# Sliders, What's Your Pleasure?



## CraigC (Mar 26, 2013)

I've often taken some different style meatballs and turned them into grilled sliders. I serve them with condiments that fit the original theme. Like Italian "meatball" sliders or "Bahn Mi" style pork sliders.


----------



## Snip 13 (Mar 26, 2013)

My favourite way to make my sliders is with good ground beef, simply spiced.  Topped with a dash of homemade relish, crispy bacon and a poached quails egg.


----------



## Steve Kroll (Mar 26, 2013)

I still laugh when I hear the word "slider". I lived in Chicago back in the early 80's and, to me, a slider was what you ordered at White Castle at 3:00 am after a night of heavy imbibing (not that I ever did anything like that ). 

The phrase back then had a negative connotation, and described the cheap, greasy meat that WC used. As we used to say, "slides right down, slides right out."

But the burgers were $0.25 each and about the only thing we could afford on a musician's pay.


----------



## CraigC (Mar 26, 2013)

I've been tossing around the idea of making some fresh Mexican chorizo and using it to make sliders. A smear of refried beans on the bun bottom, sliced red onion, guacamole and this chipotle sour cream sauce I make. Maybe some oaxaca cheese.


----------



## Zagut (Mar 26, 2013)

"As we used to say, "slides right down, slides right out."" 

Sliders to me means small burgers that go down easy and are cheap. They are tasty and fill the need for chow without breaking the bank.

Never thought about and don't wanna know about the sliding out part.


----------



## Dawgluver (Mar 26, 2013)

I've never had a White Castle slider, would love to try them!  Apparently the frozen ones are pretty good, but haven't been able to find them 'round these parts.


----------



## buckytom (Mar 27, 2013)

the reason people think that frozen white castle burgers are pretty good is because of how the fresh ones aren't much better. it's a perspective thing. 
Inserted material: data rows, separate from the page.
PR #714, opened 2025-07-18
PXT-667: Write media files to MediaStore with correct version.

jpeterson-pxt:


pixeltable/catalog/table_version.py
```diff
@@ -742,6 +742,7 @@ def add_columns(
         index_cols: dict[Column, tuple[index.BtreeIndex, Column, Column]] = {}
         all_cols: list[Column] = []
         for col in cols:
+            assert col.tbl == self
```
mkornacker: Not particularly useful here (see line 734).

pixeltable/store.py
```diff
@@ -123,15 +123,15 @@ def _rowid_join_predicate(self) -> sql.ColumnElement[bool]:
     def _storage_name(self) -> str:
         """Return the name of the data store table"""
 
-    def _move_tmp_media_file(self, file_url: Optional[str], col: catalog.Column, v_min: int) -> str:
-        return MediaStore.move_tmp_media_file(file_url, self.tbl_version.id, col.id, v_min)
+    def _move_tmp_media_file(self, file_url: Optional[str], col: catalog.Column) -> str:
```
mkornacker, line 126: assert col.tbl.id == self.tbl_version.id would make sense here

mkornacker (approved):

pixeltable/catalog/table_version.py
jpeterson-pxt: Yes, for sure. Put it there because Aaron has been concerned about these sorts of things in previous PR's :-)

pixeltable/store.py
jpeterson-pxt: Done

pixeltable/catalog/table_version.py
jpeterson-pxt: Done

i could go for a quadruple b burger. bacon, blue cheese, and  blackening seasoning on a bison burger.


----------



## Cerise (Mar 27, 2013)

Too much bread for me. I'd rather have a sandwich. Back to the topic, I think any leftovers will work in a slider - from pulled pork (& peaches), to brisket or meatballs. 

To make it more interesting, toast the bread in a waffle maker, & cut to size, or use Hawaiian rolls.

Years ago I ate at Nathan's in New York (Brooklyn - not the City), & I liked the chow mein on a burger bun.  That might be another way to go.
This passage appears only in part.